Scripture and Worship
Biblical Interpretation and the Directory for Public Worship

Richard A. Muller & Rowland S. Ward





Price: 17.99


The Westminster Standards have long been the confessional benchmark of Presbyterian churches the world over. Many today, however, consider them to be shallow, ignorant, over-systemized documents. Muller and Ward take a fresh look at the Standards, placing them in their historical context and presenting useful background to help modern-day readers understand these important documents. 


This looks like a good book especially with Muller involved


----------



## VirginiaHuguenot (Jul 22, 2007)

Thanks for the heads up! This does look interesting.


----------



## VirginiaHuguenot (Jul 29, 2007)

Amazon has it for $12.23.


----------



## crhoades (Sep 4, 2007)

WTS for 11.69


----------



## VirginiaHuguenot (Sep 18, 2007)

My copy arrived today.


----------



## Philip A (Sep 19, 2007)

VirginiaHuguenot said:


> My copy arrived today.



Slacker!


----------



## VirginiaHuguenot (Sep 19, 2007)

Philip A said:


> VirginiaHuguenot said:
> 
> 
> > My copy arrived today.
> ...



 Well, I'm making up for my tardiness in acquiring the book. Almost through reading it. Ward is always interesting reading, though I don't agree with some of his points or citations, but Muller's contribution vis-a-vis the English Annotations is truly fascinating. That half of the book is highly recommended.


----------



## Philip A (Sep 19, 2007)

VirginiaHuguenot said:


> Philip A said:
> 
> 
> > VirginiaHuguenot said:
> ...



While I, on the other hand, have had it for a month at least and haven't done much more than survey the chapters. I don't doubt that the Muller chapters are far better. In fact, the reason I'm not reading it now is because I'm finishing off _The Unaccomodated Calvin_. Excellent stuff.


----------



## VirginiaHuguenot (Sep 21, 2007)

Philip A said:


> VirginiaHuguenot said:
> 
> 
> > Philip A said:
> ...



 _The Unaccomodated Calvin_ has been on my wish list for a while. I look forward to getting it. 

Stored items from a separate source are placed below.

PR #2291, opened 2022-05-30
[feature] #1638: `configuration` return doc subtree

### LINKED ISSUE #1638: Have `configuration` endpoint GET return a subtree of docs
```
Aleksandr Petrosyan, [25.11.21 13:31]
The docs on the configure endpoint are working. But they're not too intuitive.

Aleksandr Petrosyan, [25.11.21 13:31]
" Logger configuration.\n\nHas type LoggerConfiguration. Can be configured via environment variable IROHA_LOGGER"

Egor Ivkov, [25.11.21 13:32]
[In reply to Aleksandr Petrosyan]
Full path to the type can help

Aleksandr Petrosyan, [25.11.21 13:33]
Which should be returned by the top level field. If I'm querying the configuration docs, I don't know what subtypes are available,

Aleksandr Petrosyan, [25.11.21 13:34]
I think it should return the whole subtree of configurations, and not just the one that it matches

Egor Ivkov, [25.11.21 13:35]
Yes, I think it's a good idea
```

ilchu:

### Description of the Change

The `configuration` endpoint now returns all the inner fields as well when queried for docs.

### Issue
Resolves #1638.

### Benefits

More helpful doc API calls.

### Possible Drawbacks
The only way to return a `&'static str` while also making it custom formatted that I found was by boxing a `String` and then leaking it explicitly. Hopefully it doesn't introduce security issues.

### DIFF
--- a/config/derive/src/lib.rs
+++ b/config/derive/src/lib.rs
@@ -183,7 +183,7 @@ fn impl_get_doc_recursive(
         return quote! {
             fn get_doc_recursive<'a>(
                 inner_field: impl AsRef<[&'a str]>,
-            ) -> std::result::Result<std::option::Option<&'static str>, iroha_config::derive::Error>
+            ) -> std::result::Result<std::option::Option<String>, iroha_config::derive::Error>
             {
                 Err(iroha_config::derive::Error::UnknownField(
                     inner_field.as_ref().iter().map(ToString::to_string).collect()
@@ -199,11 +199,16 @@ fn impl_get_doc_recursive(
         .map(|(((ident, inner_thing), documentation), ty)| {
             if inner_thing {
                 quote! {
-                    [stringify!(#ident)] => Some(#documentation),
+                    [stringify!(#ident)] => {
+                        let curr_doc = #documentation;
+                        let inner_docs = <#ty as iroha_config::Configurable>::get_inner_docs();
+                        let total_docs = format!("{}\n\nHas following fields:\n\n{}\n", curr_doc, inner_docs);
+                        Some(total_docs)
+                    },
                     [stringify!(#ident), rest @ ..] => <#ty as iroha_config::Configurable>::get_doc_recursive(rest)?,
                 }
             } else {
-                quote! { [stringify!(#ident)] => Some(#documentation), }
+                quote! { [stringify!(#ident)] => Some(#documentation.to_owned()), }
             }
         })
         // XXX: Workaround
@@ -213,7 +218,7 @@ fn impl_get_doc_recursive(
     quote! {
         fn get_doc_recursive<'a>(
             inner_field: impl AsRef<[&'a str]>,
-        ) -> std::result::Result<std::option::Option<&'static str>, iroha_config::derive::Error>
+        ) -> std::result::Result<std::option::Option<String>, iroha_config::derive::Error>
         {
             let inner_field = inner_field.as_ref();
             let doc = match inner_field {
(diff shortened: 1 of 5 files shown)


appetrosyan (commented):
Once merged, should notify the rest of API changes. I would also consider updating the docs (api-spec.md).

appetrosyan:
The changes also affect Kagami, so the docs are generated with many extras. I think this change might make things singificantly simpler in that regard.

ilchu:
> The changes also affect Kagami, so the docs are generated with many extras. I think this change might make things singificantly simpler in that regard.
I noticed that it duplicates the inner fields when the doc test CI crashed, so instead thought that keeping the old structure of `docs/source/references/config.md` would make more sense, see modified `kagami/src/main.rs`.

Arjentix (changes requested):

config/derive/src/lib.rs
```diff
@@ -227,6 +233,46 @@ fn impl_get_doc_recursive(
...
+
+            quote! {
+                inner_docs.push_str(stringify!(#ident));
+                inner_docs.push_str(": ");
+                inner_docs.push_str(#doc);
+                inner_docs.push_str("\n\n");
+            }
+        })
+        // XXX: Workaround
+        //Decription of issue is here https://stackoverflow.com/a/65353489
```
outoftardis, line 262:
```suggestion
        //Description of issue is here https://stackoverflow.com/a/65353489
```

docs/source/references/api_spec.md
```diff
@@ -147,15 +147,17 @@ continues to stream blocks as they are added to the blockchain.
 **Expects**:
 There are 2 variants:
 - It either expects json body `"Value"` and returns configuration value as json
```
outoftardis, line 149:
```suggestion
- Expects: a JSON body `"Value"`. Returns: a configuration value as JSON.
```

docs/source/references/api_spec.md
```diff
@@ -147,15 +147,17 @@ continues to stream blocks as they are added to the blockchain.
 **Expects**:
 There are 2 variants:
```
outoftardis, line 148:
```suggestion
There are two options:
```

docs/source/references/api_spec.md
```diff
@@ -147,15 +147,17 @@ continues to stream blocks as they are added to the blockchain.
...
 - It either expects json body `"Value"` and returns configuration value as json
-- Or it expects json body like below and returns documentation for specific field (as json string) or null (here for field `a.b.c`):
+- Or it expects json body like below and returns documentation for specific field (as json string) or null. If the requested
```
outoftardis, line 150:
```suggestion
- Expects: a JSON body that specifies the field (see example below). Returns: documentation for a specific field (as JSON string) or `null`.

Note that if the requested
```

config/derive/src/lib.rs
```diff
@@ -199,11 +199,16 @@ fn impl_get_doc_recursive(
         .map(|(((ident, inner_thing), documentation), ty)| {
             if inner_thing {
                 quote! {
-                    [stringify!(#ident)] => Some(#documentation),
+                    [stringify!(#ident)] => {
+                        let curr_doc = #documentation;
+                        let inner_docs = <#ty as iroha_config::Configurable>::get_inner_docs();
+                        let total_docs = format!("{}\n\nHas following fields:\n\n{}\n", curr_doc, inner_docs);
```
Arjentix, line 205: Sorry, I just remembered. What if you try to use [`concat`](https://doc.rust-lang.org/std/macro.concat.html)? Then you can leave `&'static str`, I think

Arjentix (approved):

config/derive/src/lib.rs
appetrosyan: I don't mind either way. The only place affected is kagami and it had a `to_owned()` somewhere, so semantically what we want is closer to a `String`. 

At some point we should consider making them immutable strings that don't store the capacity, but that's a bit far ahead.

appetrosyan (approved):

Muller's essay was a great read. 

I did, however, detect some inaccuracies, all concerning references to Edmund Calamy. It's an easy mistake to make, given that there were three well-known men by that name. In fact, I've made a similar mistake myself previously. 

On p. 5 Calamy is cited correctly (though no reference is made to "Elder," "Younger" or "Historian"). On p. 20, Calamy is referred to as "the Younger -- the son of the Westminster divine of the same name." But the reference quotes an abridgment on the life of Richard Baxter which was in fact written by Edmund Calamy the Historian. On p. 26 there is another reference to Calamy the Younger (though this reference is omitted from the index) but the citation actually pertains to the _Nonconformist Memorial_, which was also written by Calamy the Historian. The date given by Muller for the 2nd edition of the _Nonconformist Memorial_ is 1677 but the second edition did not in fact get published until 1713 (and was not published under the title _Nonconformist Memorial_ until 1775). 

These minor details aside, I enjoyed reading Muller's essay immensely. I learned a lot about the English Annotations.


----------



## VirginiaHuguenot (Nov 29, 2007)

Now available at Reformation Heritage Books.


----------



## R. Scott Clark (Nov 29, 2007)

VirginiaHuguenot said:


> Now available at Reformation Heritage Books.





It's quite good and available at WSC Books for 12.50


----------